Given records:
-.-.-

PR #2079, opened 2015-06-17
Servicing CLR based DNX runtimes

moozzyk:
Allows to use a different runtime based on index.txt file

### DIFF
--- a/src/dnx/pal.win32.cpp
+++ b/src/dnx/pal.win32.cpp
@@ -87,20 +87,29 @@ namespace
 {
     std::wstring get_runtime_path(TraceWriter& trace_writer)
     {
-        wchar_t program_files_path_buffer[MAX_PATH];
-        wchar_t* program_files_paths[] =
+        std::vector<wchar_t*> servicing_locations =
         {
-            L"ProgramFiles(x86)",
-#if !defined(_M_IX86)   // in case of 32-bit processes both ProgramFiles and ProgramFiles(x86) point to ProgramFiles(x86)
-            L"ProgramFiles"
-#endif
+            L"DNX_SERVICING",
+            L"ProgramFiles(x86)"
         };
 
-        for (auto i = 0; i < sizeof(program_files_paths)/sizeof(wchar_t*); i++)
+        wchar_t servicing_location_buffer[MAX_PATH];
+        // The servicing index should be always under %ProgramFiles(x86)% however
+        // on 32-bit OSes there is only %ProgramFiles%
+        if (GetEnvironmentVariable(L"ProgramFiles(x86)", servicing_location_buffer, MAX_PATH) == 0)
         {
-            if (GetEnvironmentVariable(program_files_paths[i], program_files_path_buffer, MAX_PATH) != 0)
+            servicing_locations.push_back(L"ProgramFiles");
+        }
+
+        for (auto servicing_location : servicing_locations)
+        {
+            if (GetEnvironmentVariable(servicing_location, servicing_location_buffer, MAX_PATH) != 0)
             {
-                auto runtime_path = dnx::servicing::get_runtime_path(program_files_path_buffer, trace_writer);
+                // %DNX_SERVICING% should point directly to servicing folder. For program files we need to append the
+                // actual servicing folder location to %ProgramFilesXXX%
+                auto append_servicing_folder = servicing_location != servicing_locations.front();
+                auto runtime_path = dnx::servicing::get_runtime_path(servicing_location_buffer, append_servicing_folder, trace_writer);
+
                 if (runtime_path.length() > 0)
                 {
                     return dnx::utils::path_combine(runtime_path, L"bin\\");
--- a/src/dnx/pal.win32.cpp
+++ b/src/dnx/pal.win32.cpp
@@ -6,7 +6,9 @@
 #include "xplat.h"
 #include "TraceWriter.h"
 #include "utils.h"
+#include "servicing.h"
 #include <sstream>
+#include <vector>
 
 std::wstring GetNativeBootstrapperDirectory()
 {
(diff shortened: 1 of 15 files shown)


moozzyk:
/CC: @victorhurdugaci @muratg @davidfowl 

@blowdart - this will need security review

blowdart:
Can you get me some test results, and set up a meeting next week to go through the code once I get back? Thanks

src/dnx/servicing.cpp
```diff
@@ -0,0 +1,94 @@
...
+}
+
+namespace dnx
+{
+    namespace servicing
+    {
+        std::wstring get_runtime_path(const std::wstring& servicing_root_parent, TraceWriter& trace_writer)
+        {
+            auto servicing_root = utils::path_combine(servicing_root_parent, std::wstring(L"Microsoft DNX"));
+            auto servicing_manifest_path = utils::path_combine(servicing_root, std::wstring(L"Servicing\\index.txt"));
```
davidfowl: Shouldn;'t this be multiple path_combine calls?

src/dnx/pal.win32.cpp
```diff
@@ -81,19 +83,56 @@ BOOL GetFullPath(LPCTSTR szPath, LPTSTR pszNormalizedPath)
...
+        wchar_t program_files_path_buffer[MAX_PATH];
+        wchar_t* program_files_paths[] =
+        {
+            L"ProgramFiles(x86)",
+#if !defined(_M_IX86)   // in case of 32-bit processes both ProgramFiles and ProgramFiles(x86) point to ProgramFiles(x86)
+            L"ProgramFiles"
+#endif
+        };
+
+        for (auto i = 0; i < sizeof(program_files_paths)/sizeof(wchar_t*); i++)
```
victorhurdugaci: Do you really need a `for` loop here? There are just 2 elements

src/dnx/servicing.cpp
```diff
@@ -0,0 +1,94 @@
...
+
+    std::wstring find_runtime_replacement(std::ifstream& input, TraceWriter& trace_writer)
+    {
+        const std::string runtime_qualifier = std::string{ "dnx|" } + runtime_moniker + "|" + ProductVersionStr + "=";
+
+        for (std::string line; std::getline(input, line); )
+        {
+            if (line.compare(0, runtime_qualifier.length(), runtime_qualifier) == 0)
+            {
+                return dnx::utils::to_wstring(line.substr(runtime_qualifier.length()));
```
victorhurdugaci: This code seems to pick the first matching entry in the index. It must always pick the latest because new patches are added at the end of the file

src/dnx/pal.win32.cpp
```diff
@@ -81,19 +83,56 @@ BOOL GetFullPath(LPCTSTR szPath, LPTSTR pszNormalizedPath)
...
-    HMODULE hostModule;
+    HMODULE hostModule = nullptr;
     try
     {
-        hostModule = LoadLibraryEx(moduleName, NULL, LOAD_LIBRARY_SEARCH_DEFAULT_DIRS);
+        auto runtime_path = get_runtime_path(traceWriter);
+        if (runtime_path.length() > 0)
+        {
+            traceWriter.Write(std::wstring(L"Redirecting runtime to: ").append(runtime_path), true);
+            SetEnvironmentVariable(_T("DNX_DEFAULT_LIB"), runtime_path.c_str());
```
victorhurdugaci: Where is this env variable used?

src/dnx/pal.win32.cpp
```diff
@@ -81,19 +83,56 @@ BOOL GetFullPath(LPCTSTR szPath, LPTSTR pszNormalizedPath)
     return TRUE;
 }
 
+namespace
+{
+    std::wstring get_runtime_path(TraceWriter& trace_writer)
+    {
```
victorhurdugaci: The servicing index can be located in a different folder, other than program files, if you set the `DNX_SERVICING` env var. https://github.com/aspnet/dnx/blob/32358ec9b8970070ff77cbc5beef28c13e3ab09b/src/Microsoft.Framework.Runtime/Servicing/ServicingTable.cs#L31

src/dnx/servicing.cpp
moozzyk: Does it make any difference (apart from copying the string twice)?

src/dnx/servicing.cpp
moozzyk: I think when I talked to @glennc he said there would be only one entry for each source runtime. However if we panning only on appending entries what you are saying makes sense.

src/dnx/pal.win32.cpp
moozzyk: Are you suggesting I should copy the code twice? (If so the answer is yes, I need a loop).

src/dnx/pal.win32.cpp
moozzyk: Must have missed (or forgotten) when reading the spec. Will fix.

src/dnx/servicing.cpp
victorhurdugaci: For nupkgs that's how it work. We always append new lines, never delete

src/dnx/pal.win32.cpp
moozzyk: In a few places but most notably in the app domain manager(s). It's originally set (here)[https://github.com/aspnet/dnx/blob/dev/src/dnx/dnx.cpp#L259] and updated for servicing to force loading managed assemblies from the redirected runtime.

src/dnx/servicing.cpp
moozzyk: OK. I will confirm with @glennc and fix to take the last occurence.

src/dnx/pal.win32.cpp
moozzyk: On 32-bit windows ProgramFiles(x86) does not exist.

moozzyk: We are now always checking `%ProgramFiles(x86)%` and only if it does not exist we will add  `%ProgramFiles%` to the list

src/dnx/servicing.cpp
moozzyk: As per our conversation - there can be multiple entries for the same runtime. We will now take the last entry from the index.txt.

src/dnx/pal.win32.cpp
moozzyk: Added support for DNX_SERVICING. If the file does not exists or no entries are found in this file we will fall back and check the index.txt in the `%ProgramFiles%` if one exists.

moozzyk:
@victorhurdugaci - updated the PR with:
- added support for DNX_SERVICING
- added fallback mechanism to use %ProgramFiles% if no matching entries are found in the `%DNX_SERVICING\%index.txt` file
- we will now use the last matching entry from the index.txt file instead of using the first one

-.-.-

Every line above is to be duplicated exactly as shown.

PR #2079, opened 2015-06-17
Servicing CLR based DNX runtimes

moozzyk:
Allows to use a different runtime based on index.txt file

### DIFF
--- a/src/dnx/pal.win32.cpp
+++ b/src/dnx/pal.win32.cpp
@@ -87,20 +87,29 @@ namespace
 {
     std::wstring get_runtime_path(TraceWriter& trace_writer)
     {
-        wchar_t program_files_path_buffer[MAX_PATH];
-        wchar_t* program_files_paths[] =
+        std::vector<wchar_t*> servicing_locations =
         {
-            L"ProgramFiles(x86)",
-#if !defined(_M_IX86)   // in case of 32-bit processes both ProgramFiles and ProgramFiles(x86) point to ProgramFiles(x86)
-            L"ProgramFiles"
-#endif
+            L"DNX_SERVICING",
+            L"ProgramFiles(x86)"
         };
 
-        for (auto i = 0; i < sizeof(program_files_paths)/sizeof(wchar_t*); i++)
+        wchar_t servicing_location_buffer[MAX_PATH];
+        // The servicing index should be always under %ProgramFiles(x86)% however
+        // on 32-bit OSes there is only %ProgramFiles%
+        if (GetEnvironmentVariable(L"ProgramFiles(x86)", servicing_location_buffer, MAX_PATH) == 0)
         {
-            if (GetEnvironmentVariable(program_files_paths[i], program_files_path_buffer, MAX_PATH) != 0)
+            servicing_locations.push_back(L"ProgramFiles");
+        }
+
+        for (auto servicing_location : servicing_locations)
+        {
+            if (GetEnvironmentVariable(servicing_location, servicing_location_buffer, MAX_PATH) != 0)
             {
-                auto runtime_path = dnx::servicing::get_runtime_path(program_files_path_buffer, trace_writer);
+                // %DNX_SERVICING% should point directly to servicing folder. For program files we need to append the
+                // actual servicing folder location to %ProgramFilesXXX%
+                auto append_servicing_folder = servicing_location != servicing_locations.front();
+                auto runtime_path = dnx::servicing::get_runtime_path(servicing_location_buffer, append_servicing_folder, trace_writer);
+
                 if (runtime_path.length() > 0)
                 {
                     return dnx::utils::path_combine(runtime_path, L"bin\\");
--- a/src/dnx/pal.win32.cpp
+++ b/src/dnx/pal.win32.cpp
@@ -6,7 +6,9 @@
 #include "xplat.h"
 #include "TraceWriter.h"
 #include "utils.h"
+#include "servicing.h"
 #include <sstream>
+#include <vector>
 
 std::wstring GetNativeBootstrapperDirectory()
 {
(diff shortened: 1 of 15 files shown)


moozzyk:
/CC: @victorhurdugaci @muratg @davidfowl 

@blowdart - this will need security review

blowdart:
Can you get me some test results, and set up a meeting next week to go through the code once I get back? Thanks

src/dnx/servicing.cpp
```diff
@@ -0,0 +1,94 @@
...
+}
+
+namespace dnx
+{
+    namespace servicing
+    {
+        std::wstring get_runtime_path(const std::wstring& servicing_root_parent, TraceWriter& trace_writer)
+        {
+            auto servicing_root = utils::path_combine(servicing_root_parent, std::wstring(L"Microsoft DNX"));
+            auto servicing_manifest_path = utils::path_combine(servicing_root, std::wstring(L"Servicing\\index.txt"));
```
davidfowl: Shouldn;'t this be multiple path_combine calls?

src/dnx/pal.win32.cpp
```diff
@@ -81,19 +83,56 @@ BOOL GetFullPath(LPCTSTR szPath, LPTSTR pszNormalizedPath)
...
+        wchar_t program_files_path_buffer[MAX_PATH];
+        wchar_t* program_files_paths[] =
+        {
+            L"ProgramFiles(x86)",
+#if !defined(_M_IX86)   // in case of 32-bit processes both ProgramFiles and ProgramFiles(x86) point to ProgramFiles(x86)
+            L"ProgramFiles"
+#endif
+        };
+
+        for (auto i = 0; i < sizeof(program_files_paths)/sizeof(wchar_t*); i++)
```
victorhurdugaci: Do you really need a `for` loop here? There are just 2 elements

src/dnx/servicing.cpp
```diff
@@ -0,0 +1,94 @@
...
+
+    std::wstring find_runtime_replacement(std::ifstream& input, TraceWriter& trace_writer)
+    {
+        const std::string runtime_qualifier = std::string{ "dnx|" } + runtime_moniker + "|" + ProductVersionStr + "=";
+
+        for (std::string line; std::getline(input, line); )
+        {
+            if (line.compare(0, runtime_qualifier.length(), runtime_qualifier) == 0)
+            {
+                return dnx::utils::to_wstring(line.substr(runtime_qualifier.length()));
```
victorhurdugaci: This code seems to pick the first matching entry in the index. It must always pick the latest because new patches are added at the end of the file

src/dnx/pal.win32.cpp
```diff
@@ -81,19 +83,56 @@ BOOL GetFullPath(LPCTSTR szPath, LPTSTR pszNormalizedPath)
...
-    HMODULE hostModule;
+    HMODULE hostModule = nullptr;
     try
     {
-        hostModule = LoadLibraryEx(moduleName, NULL, LOAD_LIBRARY_SEARCH_DEFAULT_DIRS);
+        auto runtime_path = get_runtime_path(traceWriter);
+        if (runtime_path.length() > 0)
+        {
+            traceWriter.Write(std::wstring(L"Redirecting runtime to: ").append(runtime_path), true);
+            SetEnvironmentVariable(_T("DNX_DEFAULT_LIB"), runtime_path.c_str());
```
victorhurdugaci: Where is this env variable used?

src/dnx/pal.win32.cpp
```diff
@@ -81,19 +83,56 @@ BOOL GetFullPath(LPCTSTR szPath, LPTSTR pszNormalizedPath)
     return TRUE;
 }
 
+namespace
+{
+    std::wstring get_runtime_path(TraceWriter& trace_writer)
+    {
```
victorhurdugaci: The servicing index can be located in a different folder, other than program files, if you set the `DNX_SERVICING` env var. https://github.com/aspnet/dnx/blob/32358ec9b8970070ff77cbc5beef28c13e3ab09b/src/Microsoft.Framework.Runtime/Servicing/ServicingTable.cs#L31

src/dnx/servicing.cpp
moozzyk: Does it make any difference (apart from copying the string twice)?

src/dnx/servicing.cpp
moozzyk: I think when I talked to @glennc he said there would be only one entry for each source runtime. However if we panning only on appending entries what you are saying makes sense.

src/dnx/pal.win32.cpp
moozzyk: Are you suggesting I should copy the code twice? (If so the answer is yes, I need a loop).

src/dnx/pal.win32.cpp
moozzyk: Must have missed (or forgotten) when reading the spec. Will fix.

src/dnx/servicing.cpp
victorhurdugaci: For nupkgs that's how it work. We always append new lines, never delete

src/dnx/pal.win32.cpp
moozzyk: In a few places but most notably in the app domain manager(s). It's originally set (here)[https://github.com/aspnet/dnx/blob/dev/src/dnx/dnx.cpp#L259] and updated for servicing to force loading managed assemblies from the redirected runtime.

src/dnx/servicing.cpp
moozzyk: OK. I will confirm with @glennc and fix to take the last occurence.

src/dnx/pal.win32.cpp
moozzyk: On 32-bit windows ProgramFiles(x86) does not exist.

moozzyk: We are now always checking `%ProgramFiles(x86)%` and only if it does not exist we will add  `%ProgramFiles%` to the list

src/dnx/servicing.cpp
moozzyk: As per our conversation - there can be multiple entries for the same runtime. We will now take the last entry from the index.txt.

src/dnx/pal.win32.cpp
moozzyk: Added support for DNX_SERVICING. If the file does not exists or no entries are found in this file we will fall back and check the index.txt in the `%ProgramFiles%` if one exists.

moozzyk:
@victorhurdugaci - updated the PR with:
- added support for DNX_SERVICING
- added fallback mechanism to use %ProgramFiles% if no matching entries are found in the `%DNX_SERVICING\%index.txt` file
- we will now use the last matching entry from the index.txt file instead of using the first one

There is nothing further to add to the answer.